PR #946, opened 2020-01-08
create mode filter

### LINKED ISSUE #932: Create RADON Mode filter
It filter all the results that are not equal to the mode, and it punish in case of tally

lrubiorod:
Fix #932


aesedepece:
TDD, huh? :smirk:

rad/src/filters/mode.rs
```diff
@@ -0,0 +1,208 @@
...
+            })
+            .collect();
+
+        Ok(output_i128)
+    }
+
+    #[test]
+    fn test_filter_mode_empty() {
+        let input = vec![];
+        let expected = RadError::ModeEmpty;
```
tmpolaczyk: A filter applied to an empty array could just return an empty array, and the error would naturally appear when trying to reduce an empty array.

lrubiorod: The error is gonna appear anyway, so I think is better to handle as soon as possible

PR #948, opened 2020-01-09
Refactor dr.value to dr.witness_reward

### LINKED ISSUE #915: [Pseudo-WIP] Explicit request rewards
```
Pseudo-WIP: #915
Title: Explicit request rewards
Status: Draft
Type: Standards Track
```

## Abstract

This is a proposal for improvement of the way in which the rewards for witnessing nodes are denominated in Witnet requests. It aims to improve the user experience of developers who write or edit requests by hand, and in general to enhance the ease of understanding of the protocol's data structures.

## Motivation

Witnet allows parametrization of many of the economic incentives that affect the life cycle of your requests. Namely, those incentives are:

- `request_fee`: the amount of wit tokens that will be earned by the Witnet miner that publishes your request in a block.
- `reward`: the amount of wit tokens that every each of the Witnet nodes assigned to your request will earn if they honestly fulfill their commitments and reveals.
- `commit_fee`: the amount of wit tokens that will be earned by Witnet miners for each each valid commitment transaction they include in a block.
- `reveal_fee`: the amount of wit tokens that will be earned by Witnet miners for each valid reveal transaction they include in a block.
- `tally_fee`: the amount of wit tokens that will be earned by the Witnet miner that publishes in a block the tally of all the reveal transactions related to your request.

As explained in the protocol documentation, the cost model for requests is straightforward:
```
request_fee + witnesses * (reward + commit_fee + reveal_fee) + tally_fee
```

However, the current implementation of the `DataRequestOutput` data structure is missing the `reward` field and uses a `value` field whose value needs to satisfy the following constraint:

```
value > witnesses * (reward + commit_fee + reveal_fee) + tally_fee
```

The rationale for why the `value` exists at all is because `DataRequestOutput` and `ValueTransferOutput` were a single data structure that at some point in the past.

We have often found ourselves failing to produce valid requests when fine-tuning the [JSON examples][examples] from the [witnet-rust] repository. If the value constraint is not satisfied, the node shows a warning which explains that the remainder from subtracting the fees from `value` is not divisible by the number of witnesses.

The lack of explicitness when denominating witnessing fees is therefore producing two adverse effects:
- Poor user experience, as the incentive for each witness is not explicitly stated.
- An additional integer division check, i.e. redundant code.
- Additional logic in the [witnet-requests-js] library, which uses the same denominations as explained in the documentation and then computes the `value` field on the fly when compiling a request.

## Specification

This proposal entails the following changes:
- Removing the `value` field from the `DataRequestOutput` structure.
- Adding a `witness_reward` to the `DataRequestOutput` structure.
- Removing the `value / witnesses` integer division validation.
- Modifying the cost computation function so it follows the cost model below.
- Adapting all `DataRequestOutput` and `DataRequest` factories.
- Adapting all JS libraries, including [witnet-requests-js] and [Sheikah].
- Adapting all examples in the [witnet-rust] repository.

### Proposed Witnet requests cost model
```
request_fee + witnesses * (reward + commit_fee + reveal_fee) + tally_fee
```

### Consensus
This proposal is a breaking change to consensus and thus can only be adopted either through a soft or hard fork. As long as we are in rebootable testnet stage, the latter way is suggested.

### Examples
This proposal renders all JSON examples outdated and not valid under the new cost model and validation rules.

Examples using [witnet-requests-js] are unaffected.

### Libraries and clients
The [witnet-requests-js] library needs to adopt the specified changes and a new release needs to be published. The [truffle-box] will need to target the latest version of [witnet-requests-js]. Projects using either the truffle box or the witnet-requests-js library will directly need to update their dependencies but their content will remain unaffected.

[Sheikah] has no support for deploying requests yet, so it is unaffected.

### Documentation
The new specification has no impact on documentation, as it follows what it is already documented.

## Acknowledgements
This proposal emerged after a convo with @lrubiorod, who detailed the current situation and gave feedback on the specification found herein.

[examples]: https://github.com/witnet/witnet-rust/tree/master/examples
[witnet-rust]: https://github.com/witnet/witnet-requests-js
[witnet-requests-js]: https://github.com/witnet/witnet-requests-js
[truffle-box]: https://github.com/witnet/truffle-box
[Sheikah]: https://github.com/witnet/witnet-requests-js

tmpolaczyk:
Close #915 

This is a breaking change, as it changes the protocol schema


node/src/actors/chain_manager/transaction_factory.rs
```diff
@@ -317,10 +326,13 @@ mod tests {
 
     fn outputs_sum(transaction: &Transaction) -> u64 {
         match transaction {
-            Transaction::ValueTransfer(tx) => tx.body.outputs.iter().map(|o| o.value).sum(),
-            Transaction::DataRequest(tx) => {
-                tx.body.outputs.iter().map(|x| x.value).sum::<u64>() + tx.body.dr_output.value
+            Transaction::ValueTransfer(vt_tx) => {
+                transaction_outputs_sum(&vt_tx.body.outputs).unwrap()
```
lrubiorod: Comments about why unwrap is safe here

node/src/actors/chain_manager/transaction_factory.rs
```diff
@@ -317,10 +326,13 @@ mod tests {
...
             }
+            Transaction::DataRequest(dr_tx) => transaction_outputs_sum(&dr_tx.body.outputs)
+                .unwrap()
+                .checked_add(dr_tx.body.dr_output.checked_total_value().unwrap())
+                .unwrap(),
```
lrubiorod: Comments about why unwrap is safe here

validations/src/tests.rs
```diff
@@ -1155,242 +1302,116 @@ fn data_request_witnesses_1() {
...
-    let x = test_drtx(DataRequestOutput {
-        value: 1000,
-        commit_fee: 126,
-        reveal_fee: 126,
-        tally_fee: 502,
-        witnesses: 2,
-        min_consensus_percentage: 51,
-        data_request,
-        ..DataRequestOutput::default()
+        tally_fee: u64::max_value(),
```
lrubiorod: Is it not the same than before?

PR #949, opened 2020-01-09
fix: implement send transaction method

mariocao:
This PR fixes the send transaction API method and refactors the `sendVtt` and `sendDataRequest` methods into a single one called `sendTransaction`.

The JsonRPC `sendTransaction` method expects the following parameters:

```json
{
    "walletId": <walletId>,
    "sessionId": <sessionId>,
    "transactionId": <transactionId>,
}
```

Co-authored-by: Gorka Irazoqui <gorka.irazoki@gmail.com>


wallet/src/actors/app/routes.rs
```diff
@@ -78,6 +78,7 @@ pub fn connect_routes<T, S>(
         ("subscribeNotifications", {
             let addr = api.clone();
             move |params: Params, _meta, subscriber: Subscriber| {
+                log::trace!("------------> subscription!! ");
```
tmpolaczyk: I guess this can be removed?

mariocao: Indeed, that should not be there

lrubiorod:
rebase with master. There are breaking changes merged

## WORK TO COMPLETE
Every record shown above should be given back exactly.

## REPLY TO THE EXERCISE
PR #946, opened 2020-01-08
create mode filter

### LINKED ISSUE #932: Create RADON Mode filter
It filter all the results that are not equal to the mode, and it punish in case of tally

lrubiorod:
Fix #932


aesedepece:
TDD, huh? :smirk:

rad/src/filters/mode.rs
```diff
@@ -0,0 +1,208 @@
...
+            })
+            .collect();
+
+        Ok(output_i128)
+    }
+
+    #[test]
+    fn test_filter_mode_empty() {
+        let input = vec![];
+        let expected = RadError::ModeEmpty;
```
tmpolaczyk: A filter applied to an empty array could just return an empty array, and the error would naturally appear when trying to reduce an empty array.

lrubiorod: The error is gonna appear anyway, so I think is better to handle as soon as possible

PR #948, opened 2020-01-09
Refactor dr.value to dr.witness_reward

### LINKED ISSUE #915: [Pseudo-WIP] Explicit request rewards
```
Pseudo-WIP: #915
Title: Explicit request rewards
Status: Draft
Type: Standards Track
```

## Abstract

This is a proposal for improvement of the way in which the rewards for witnessing nodes are denominated in Witnet requests. It aims to improve the user experience of developers who write or edit requests by hand, and in general to enhance the ease of understanding of the protocol's data structures.

## Motivation

Witnet allows parametrization of many of the economic incentives that affect the life cycle of your requests. Namely, those incentives are:

- `request_fee`: the amount of wit tokens that will be earned by the Witnet miner that publishes your request in a block.
- `reward`: the amount of wit tokens that every each of the Witnet nodes assigned to your request will earn if they honestly fulfill their commitments and reveals.
- `commit_fee`: the amount of wit tokens that will be earned by Witnet miners for each each valid commitment transaction they include in a block.
- `reveal_fee`: the amount of wit tokens that will be earned by Witnet miners for each valid reveal transaction they include in a block.
- `tally_fee`: the amount of wit tokens that will be earned by the Witnet miner that publishes in a block the tally of all the reveal transactions related to your request.

As explained in the protocol documentation, the cost model for requests is straightforward:
```
request_fee + witnesses * (reward + commit_fee + reveal_fee) + tally_fee
```

However, the current implementation of the `DataRequestOutput` data structure is missing the `reward` field and uses a `value` field whose value needs to satisfy the following constraint:

```
value > witnesses * (reward + commit_fee + reveal_fee) + tally_fee
```

The rationale for why the `value` exists at all is because `DataRequestOutput` and `ValueTransferOutput` were a single data structure that at some point in the past.

We have often found ourselves failing to produce valid requests when fine-tuning the [JSON examples][examples] from the [witnet-rust] repository. If the value constraint is not satisfied, the node shows a warning which explains that the remainder from subtracting the fees from `value` is not divisible by the number of witnesses.

The lack of explicitness when denominating witnessing fees is therefore producing two adverse effects:
- Poor user experience, as the incentive for each witness is not explicitly stated.
- An additional integer division check, i.e. redundant code.
- Additional logic in the [witnet-requests-js] library, which uses the same denominations as explained in the documentation and then computes the `value` field on the fly when compiling a request.

## Specification

This proposal entails the following changes:
- Removing the `value` field from the `DataRequestOutput` structure.
- Adding a `witness_reward` to the `DataRequestOutput` structure.
- Removing the `value / witnesses` integer division validation.
- Modifying the cost computation function so it follows the cost model below.
- Adapting all `DataRequestOutput` and `DataRequest` factories.
- Adapting all JS libraries, including [witnet-requests-js] and [Sheikah].
- Adapting all examples in the [witnet-rust] repository.

### Proposed Witnet requests cost model
```
request_fee + witnesses * (reward + commit_fee + reveal_fee) + tally_fee
```

### Consensus
This proposal is a breaking change to consensus and thus can only be adopted either through a soft or hard fork. As long as we are in rebootable testnet stage, the latter way is suggested.

### Examples
This proposal renders all JSON examples outdated and not valid under the new cost model and validation rules.

Examples using [witnet-requests-js] are unaffected.

### Libraries and clients
The [witnet-requests-js] library needs to adopt the specified changes and a new release needs to be published. The [truffle-box] will need to target the latest version of [witnet-requests-js]. Projects using either the truffle box or the witnet-requests-js library will directly need to update their dependencies but their content will remain unaffected.

[Sheikah] has no support for deploying requests yet, so it is unaffected.

### Documentation
The new specification has no impact on documentation, as it follows what it is already documented.

## Acknowledgements
This proposal emerged after a convo with @lrubiorod, who detailed the current situation and gave feedback on the specification found herein.

[examples]: https://github.com/witnet/witnet-rust/tree/master/examples
[witnet-rust]: https://github.com/witnet/witnet-requests-js
[witnet-requests-js]: https://github.com/witnet/witnet-requests-js
[truffle-box]: https://github.com/witnet/truffle-box
[Sheikah]: https://github.com/witnet/witnet-requests-js

tmpolaczyk:
Close #915 

This is a breaking change, as it changes the protocol schema


node/src/actors/chain_manager/transaction_factory.rs
```diff
@@ -317,10 +326,13 @@ mod tests {
 
     fn outputs_sum(transaction: &Transaction) -> u64 {
         match transaction {
-            Transaction::ValueTransfer(tx) => tx.body.outputs.iter().map(|o| o.value).sum(),
-            Transaction::DataRequest(tx) => {
-                tx.body.outputs.iter().map(|x| x.value).sum::<u64>() + tx.body.dr_output.value
+            Transaction::ValueTransfer(vt_tx) => {
+                transaction_outputs_sum(&vt_tx.body.outputs).unwrap()
```
lrubiorod: Comments about why unwrap is safe here

node/src/actors/chain_manager/transaction_factory.rs
```diff
@@ -317,10 +326,13 @@ mod tests {
...
             }
+            Transaction::DataRequest(dr_tx) => transaction_outputs_sum(&dr_tx.body.outputs)
+                .unwrap()
+                .checked_add(dr_tx.body.dr_output.checked_total_value().unwrap())
+                .unwrap(),
```
lrubiorod: Comments about why unwrap is safe here

validations/src/tests.rs
```diff
@@ -1155,242 +1302,116 @@ fn data_request_witnesses_1() {
...
-    let x = test_drtx(DataRequestOutput {
-        value: 1000,
-        commit_fee: 126,
-        reveal_fee: 126,
-        tally_fee: 502,
-        witnesses: 2,
-        min_consensus_percentage: 51,
-        data_request,
-        ..DataRequestOutput::default()
+        tally_fee: u64::max_value(),
```
lrubiorod: Is it not the same than before?

PR #949, opened 2020-01-09
fix: implement send transaction method

mariocao:
This PR fixes the send transaction API method and refactors the `sendVtt` and `sendDataRequest` methods into a single one called `sendTransaction`.

The JsonRPC `sendTransaction` method expects the following parameters:

```json
{
    "walletId": <walletId>,
    "sessionId": <sessionId>,
    "transactionId": <transactionId>,
}
```

Co-authored-by: Gorka Irazoqui <gorka.irazoki@gmail.com>


wallet/src/actors/app/routes.rs
```diff
@@ -78,6 +78,7 @@ pub fn connect_routes<T, S>(
         ("subscribeNotifications", {
             let addr = api.clone();
             move |params: Params, _meta, subscriber: Subscriber| {
+                log::trace!("------------> subscription!! ");
```
tmpolaczyk: I guess this can be removed?

mariocao: Indeed, that should not be there

lrubiorod:
rebase with master. There are breaking changes merged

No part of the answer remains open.